A decisão de retornar a Roma foi tomada com a máxima prudência e foco na segurança de todos a bordo. Relatos de publicações especializadas apontam para uma vibração detectada em um dos motores da aeronave como o possível motivo para a interrupção da viagem. Importante ressaltar que, até o momento, a Alaska Airlines não divulgou um comunicado oficial detalhando a natureza exata da ocorrência, nem se a vibração resultou de uma falha mecânica ou de uma leitura instrumental. O fato é que a tripulação agiu prontamente, seguindo os rigorosos treinamentos de segurança que garantem a integridade dos passageiros e da aeronave.

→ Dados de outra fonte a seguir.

PR #7544, opened 2025-08-15
refact!: Split `Uuid::for()` and `Uuid::from()`

distantnative:
## Description

- [x] https://github.com/getkirby/kirby/pull/7543
- [x] https://github.com/getkirby/kirby/pull/7545

The motivation here is to break up some of the magic monster methods into separate, dedicated methods.

### ♻️ Refactored

- New `Kirby\Uuid\Uuid::from(string $uuid)` method for creating an Uuid object from a UUID string. `Kirby\Uuid\Uuid::for()` remains to create a Uuid object for a model object.

### 🚨 Breaking changes

- `Kirby\Uuid\Uuid::for()`  cannot be called any longer with a string. Use `Kirby\Uuid\Uuid::from(string $uuid)` or `Kirby\Uuid\Permalink::from(string $permalink)` instead.

### For review team

### DIFF
--- a/config/tags.php
+++ b/config/tags.php
@@ -206,8 +206,8 @@ return [
 
 			// if value is a UUID, resolve to page/file model
 			// and use the URL as value
-			if (Uuid::is($tag->value, ['page', 'file']) === true) {
-				$tag->value = Uuid::for($tag->value)?->toUrl();
+			if ($uuid = Uuid::from($tag->value, ['page', 'file'])) {
+				$tag->value = $uuid->toUrl();
 			}
 
 			// if url is empty, throw exception or link to the error page
--- a/config/tags.php
+++ b/config/tags.php
@@ -206,8 +206,8 @@ return [
 
 			// if value is a UUID, resolve to page/file model
 			// and use the URL as value
-			if ($uuid = Uuid::from($tag->value, ['page', 'file'])) {
-				$tag->value = $uuid->toUrl();
+			if (Uuid::is($tag->value, ['page', 'file']) === true) {
+				$tag->value = Uuid::from($tag->value)?->toUrl();
 			}
 
 			// if url is empty, throw exception or link to the error page
--- a/src/Cms/HasFiles.php
+++ b/src/Cms/HasFiles.php
@@ -72,8 +72,8 @@ trait HasFiles
 		}
 
 		// find by global UUID
-		if (Uuid::is($filename, 'file') === true) {
-			return Uuid::for($filename, $this->$in())->model();
+		if ($uuid = Uuid::from($filename, 'file', $this->$in())) {
+			return $uuid->model();
 		}
 
 		if (str_contains($filename, '/') === true) {
--- a/src/Cms/HasFiles.php
+++ b/src/Cms/HasFiles.php
@@ -72,8 +72,8 @@ trait HasFiles
 		}
 
 		// find by global UUID
-		if ($uuid = Uuid::from($filename, 'file', $this->$in())) {
-			return $uuid->model();
+		if (Uuid::is($filename, 'file') === true) {
+			return Uuid::from($filename, context: $this->$in())->model();
 		}
 
 		if (str_contains($filename, '/') === true) {
--- a/src/Text/KirbyTag.php
+++ b/src/Text/KirbyTag.php
@@ -116,28 +116,31 @@ class KirbyTag
 	 */
 	public function file(string $path): File|null
 	{
-		if ($parent = $this->parent()) {
-			// check first for UUID
-			if (method_exists($parent, 'files') === true) {
+		$parent = $this->parent();
+
+		// check first for UUID
+		if (Uuid::is($path, 'file') === true) {
+			if ($parent && method_exists($parent, 'files') === true) {
 				$context = $parent->files();
 			}
 
-			if ($uuid = Uuid::from($path, 'file', $context ?? null)) {
-				return $uuid->model();
-			}
-
-			if (method_exists($parent, 'file') === true) {
-				return $parent->file($path);
-			}
-
-			if (
-				$parent instanceof File &&
-				$file = $parent->page()?->file($path)
-			) {
-				return $file;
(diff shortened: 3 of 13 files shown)


src/Uuid/FieldUuid.php
```diff
@@ -108,13 +110,16 @@ public static function index(): Generator
...
-	 * constisting of three parts:
+	 * consisting of three parts:
 	 * - parent UUID including scheme
 	 * - field name
 	 * - UUID id string for model
 	 */
 	public function value(): array
 	{
+		/**
+		 * @var \Kirby\Cms\Site|\Kirby\Cms\Page|\Kirby\Cms\User $model
```
lukasbestle: `Question`: Couldn't it also be a file?

src/Uuid/Uuid.php
```diff
@@ -214,6 +189,43 @@ final public static function for(
...
+			return match ($uri) {
+				'page'   => new PageUuid(uuid: $uuid, context: $context),
+				'file'   => new FileUuid(uuid: $uuid, context: $context),
+				'site'   => new SiteUuid(uuid: $uuid, context: $context),
+				'user'   => new UserUuid(uuid: $uuid, context: $context),
+				// TODO: activate for uuid-block-structure-support
+				// 'block'  => new BlockUuid(uuid: $seed, context: $context),
+				// 'struct' => new StructureUuid(uuid: $seed, context: $context),
+				default  => throw new InvalidArgumentException(
+					message: 'Invalid UUID URI "' . $uri . '" in ' . $uuid
```
lukasbestle:
```suggestion
					message: 'Invalid UUID type "' . $uri . '" in ' . $uuid
```

Probably makes sense to rename the variable as well. Not sure why we used `$uri` here.

src/Uuid/Uuid.php
```diff
@@ -214,6 +189,43 @@ final public static function for(
 		};
 	}
 
+	/**
+	 * Creates a UUID object from a UUID string
+	 * @since 6.0.0
+	 */
+	final public static function from(
+		string $uuid,
+		string|array|null $scheme = null,
```
lukasbestle: `Suggestion`: `Uuid::is()` uses the name `$type`, I'd use the same here for consistency:

```suggestion
		string|array|null $type = null,
```

config/tags.php
```diff
@@ -206,8 +206,8 @@
 
 			// if value is a UUID, resolve to page/file model
 			// and use the URL as value
-			if (Uuid::is($tag->value, ['page', 'file']) === true) {
-				$tag->value = Uuid::for($tag->value)?->toUrl();
+			if ($uuid = Uuid::from($tag->value, ['page', 'file'])) {
+				$tag->value = $uuid->toUrl();
```
lukasbestle: `Issue`: This changes behavior. Before, a valid but non-existent UUID would lead to an empty value, which would be handled below. Now, the original UUID URI would stay in the value unconverted.

src/Cms/HasFiles.php
```diff
@@ -72,8 +72,8 @@ public function file(
 		}
 
 		// find by global UUID
-		if (Uuid::is($filename, 'file') === true) {
-			return Uuid::for($filename, $this->$in())->model();
+		if ($uuid = Uuid::from($filename, 'file', $this->$in())) {
+			return $uuid->model();
```
lukasbestle: `Issue`: Same here, but not as critical. Here, the valid but non-existent UUID will make Kirby execute all of the other checks instead of exiting early (but before with an error like `Call to function model() on null`).

src/Text/KirbyTag.php
```diff
@@ -116,35 +116,29 @@ public static function factory(...$arguments): string
...
 
-		if (
-			is_object($parent) === true &&
-			method_exists($parent, 'file') === true &&
-			$file = $parent->file($path)
-		) {
-			return $file;
-		}
+			if (method_exists($parent, 'file') === true) {
+				return $parent->file($path);
```
lukasbestle: `Issue`: If called on `$parent = Page`, this will return `null` if that page doesn't have the file `$path`. The old code continued to the very last line of the method and checked for site files of that name.

lukasbestle (commented):
The `for` and `from` names are great here!

src/Uuid/FieldUuid.php
distantnative: You are right. It seems I was rather thinking about the result of `$model->parent()` here.

config/tags.php
distantnative: I think here we could solve it by just turning it into a one-liner:

```php
$tag->value = Uuid::from($tag->value, ['page', 'file'])?->toUrl();
```

as this would also lead to `$tag->value` being `null` afterwards if it isn't a valid UUID.

src/Cms/HasFiles.php
distantnative: That raises maybe a question: If something looks like a UUID but cannot be resolved to a model, would we rather have it throwing some form of error or just ignore it and try to resolve it with the other checks?

config/tags.php
lukasbestle: Not quite. Then the value will also be null for all non-UUID links (links that don't match the `page://something` or `file://something` patterns).

src/Cms/HasFiles.php
lukasbestle: I think we should throw an error. The UUID pattern is very unique (`file://something`) and it is quite unlikely that something else was meant. Especially not a filename as filenames cannot contain two slashes sequentially.

config/tags.php
distantnative: Reverted it

src/Text/KirbyTag.php
distantnative: Reverted it

src/Cms/HasFiles.php
distantnative: Reverted it

bastianallgeier (approved):

PR #7545, opened 2025-08-15
refact: `Uuid\Permalink` class

distantnative:
### ♻️ Refactored

- Moved permalink logic to new `Kirby\Uuid\Permalink` class

### 🚨 Breaking changes

- `Kirby\Uuid\Uuid::for()` does not resolve any permalinks anymore. Use `Kirby\Uuid\Permalink::from()` instead.

### For review team


src/Uuid/Permalink.php
```diff
@@ -0,0 +1,79 @@
...
+ * @since     6.0.0
+ */
+class Permalink
+{
+	public function __construct(
+		public FileUuid|PageUuid $uuid
+	) {
+	}
+
+	public static function from(string $uuid): static|null
```
lukasbestle: `Suggestion`: As there are two factory methods that take different input, bringing their names in line could increase the overview:

```php
Permalink::fromUuid(string $uuid)
Permalink::fromUrl(string $url)
```

This would also be consistent with the `uuid()` and `url()` methods that convert in the opposite direction.

distantnative: What would you think about `::for(string $uuid)` and `::from(string $url)`? Kinda similar how the following PR then does it for the main UUID class as well with the uuid/model cases (where here we have uuid/url).

lukasbestle: Right, that could work!

bastianallgeier (approved):

bastianallgeier:
The changes look good to me. It would be great if we could get the coverage up to 100% for the Permalink class though.

PR #7548, opened 2025-08-16
refact!: Clean up `VersionsButton`

distantnative:
## Description

Splitting up the code in `VersionsButton` into smaller methods - makes it easier to customize it a bit further down the road in a v6 PR. But I think these changes could already go into v5.1.

### Breaking change
- `$versionId` parameter for `Kirby\Panel\Ui\Button\VersionsButton::__construct()` has been renamed to `$mode`

### DIFF
--- a/src/Panel/Ui/Button/VersionsButton.php
+++ b/src/Panel/Ui/Button/VersionsButton.php
@@ -21,37 +21,94 @@ class VersionsButton extends ViewButton
 {
 	public function __construct(
 		ModelWithContent $model,
-		VersionId|string $versionId = 'latest'
+		public string $mode = 'latest'
 	) {
-		$versionId = $versionId === 'compare' ? 'compare' : VersionId::from($versionId)->value();
-		$viewUrl   = $model->panel()->url(true) . '/preview';
-
 		parent::__construct(
+			model: $model,
 			class: 'k-versions-view-button',
-			icon: $versionId === 'compare' ? 'layout-columns' : 'git-branch',
-			options: [
-				[
-					'label'   => I18n::translate('version.latest'),
-					'icon'    => 'git-branch',
-					'link'    => $viewUrl . '/latest',
-					'current' => $versionId === 'latest'
-				],
-				[
-					'label'   => I18n::translate('version.changes'),
-					'icon'    => 'git-branch',
-					'link'    => $viewUrl . '/changes',
-					'current' => $versionId === 'changes'
-				],
-				'-',
-				[
-					'label'   => I18n::translate('version.compare'),
-					'icon'    => 'layout-columns',
-					'link'    => $viewUrl . '/compare',
-					'current' => $versionId === 'compare'
-				],
-
-			],
-			text: I18n::translate('version.' . $versionId),
+			icon: $this->icon(),
+			text: $this->i18n('version.' . $this->mode()),
 		);
+	}
+
+	/**
+	 * Returns the button icon based on the view's mode
+	 * @since 5.1.0
+	 */
+	public function icon(): string
+	{
+		return match ($this->mode) {
+			'compare' => 'layout-columns',
+			default   => 'git-branch',
+		};
+	}
+
+	/**
+	 * Whether the given mode is the current mode
+	 * @since 5.1.0
+	 */
+	public function isCurrent(string $mode): bool
+	{
+		return $this->mode() === $mode;
+	}
+
+	/**
+	 * Returns the view's mode using the proper
+	 * values for version IDs
+	 * @since 5.1.0
+	 */
+	public function mode(): string
+	{
+		return match ($this->mode) {
+			'compare' => 'compare',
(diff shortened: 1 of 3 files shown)


src/Panel/Ui/Buttons/VersionsButton.php
```diff
@@ -21,37 +21,93 @@ class VersionsButton extends ViewButton
 {
 	public function __construct(
 		ModelWithContent $model,
-		VersionId|string $versionId = 'latest'
+		public VersionId|string $versionId = 'latest'
```
lukasbestle: Having an instance prop that can carry both types is confusing and error-prone IMO.

`Suggestions` for possible solutions:

- We could create a new `PreviewVersionId` class that supports the `compare` case. However it probably shouldn't `extend VersionId` because of [type-safety](https://www.php.net/manual/en/language.enumerations.object-differences.inheritance.php). So not really clean either.
- We could always convert the passed value to a string in the constructor as we did before. Then the instance prop can always be a string.

distantnative: You are right, but given the use case and rest of the code, I think this should always be a string then (maybe also different name as it already can also be "compare" and could be something like "edit" in the future). I will change it.

distantnative: @lukasbestle Actually, I think we have to leave it like this for 5.1.0 to not introduce that breaking change. We can adapt it directly on `v6/develop` after merging. What do you think?

lukasbestle: Which breaking change? Before this PR, we didn't have an instance prop at all. The constructor argument can stay the same and will be normalized in the constructor.

distantnative: But the constructor parameter existed already before this PR and we would also rename it then, so that would be a breaking change.

lukasbestle: Ah, the renaming. Yes, that is a good point. Then I agree to move the breaking change to a separate PR for v6.

distantnative: Actually, we do not need to have this in v5.1 in general. I moved it to 5.1 as we try to back port as much as possible. But in this case, I think it then doesn't make sense to split this up further but rather do the whole PR for v6.

bastianallgeier: Yes, let's move it to v6

lukasbestle (commented):
Don't we also need to update `buttons.php` in the site area to use the new `$mode` argument?

distantnative:
Sorry, my bad. Let's pause this actually.

src/Panel/Ui/Button/VersionsButton.php
```diff
@@ -21,37 +21,94 @@ class VersionsButton extends ViewButton
...
-					'current' => $versionId === 'compare'
-				],
+			icon: $this->icon(),
+			text: $this->i18n('version.' . $this->mode()),
+		);
+	}
+
+	/**
+	 * Returns the button icon based on the view's mode
+	 * @since 5.1.0
```
lukasbestle: `Todo`: These versions need to be updated to 6.0.0.

src/Panel/Ui/Button/VersionsButton.php
```diff
@@ -21,37 +21,94 @@ class VersionsButton extends ViewButton
...
+	 */
+	public function icon(): string
```
lukasbestle: `Question`: Should this methods that is called in the constructor actually be `public`? Public methods overshadow `Component::__call()`, so `$versionsButton->icon()` for example will always return the dynamic value based on the mode and not the prop value. As the `$icon` property is `public` as well, one could set the property to a different value on the instance, creating a discrepancy between the property and return value of the method.

In this case, this likely won't cause any problems, I'm asking more about the general coding pattern for such component classes.

distantnative: @lukasbestle I think in this case (but also in a looot of other places in Kirby), we use public methods to be able to test them more easily where based on the general usage they could be protected instead. Maybe if we could find an easy/lean unit test style to keep the protected but still test the method in isolation. I roughly know that one could turn a protected method public via reflections in the unit tests, but IMO that has quite a bit of boilerplate code attached to it, which is why I think in many places we have stayed away from it (and rather made the method public).

lukasbestle: Yes, that is definitely true. I have used this pattern as well and generally it has worked quite well.

I think in this case however, we don't need to make the method public to test it. If we make it `protected`, we can still call `$versionsButton->icon()`, but PHP will then automatically fall back to the magic `__call()` method, thus accessing the `$icon` property that we want to test.

distantnative: @lukasbestle I have changed it to protected.

bastianallgeier (approved):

Após permanecer aproximadamente cinco horas e meia no ar, o Dreamliner realizou um pouso suave e seguro na pista 16R do Aeroporto Internacional Leonardo da Vinci-Fiumicino, sem quaisquer incidentes ou feridos. A aeronave foi prontamente direcionada para uma área remota para as verificações técnicas necessárias. Para os viajantes, o mais importante é saber que, mesmo diante de um imprevisto como este, os sistemas de segurança da aviação civil funcionam. A companhia aérea, ciente da importância da continuidade da viagem, mobilizou um voo alternativo para levar os passageiros a Seattle, minimizando o impacto em seus planos de viagem.
Esta rota entre Roma e Seattle é uma adição relativamente recente à malha da Alaska Airlines, inaugurada em abril de 2026 e marcando sua primeira operação transatlântica direta para a Europa. A escolha de um Boeing 787 Dreamliner, conhecido por seu conforto e eficiência em voos de longa distância, sublinha a aposta da companhia neste segmento. Embora incidentes como este sejam raros, eles reiteram a excelência operacional e a atenção constante à segurança que caracterizam as viagens aéreas modernas, assegurando que, mesmo quando os planos mudam, a segurança permanece inegociável.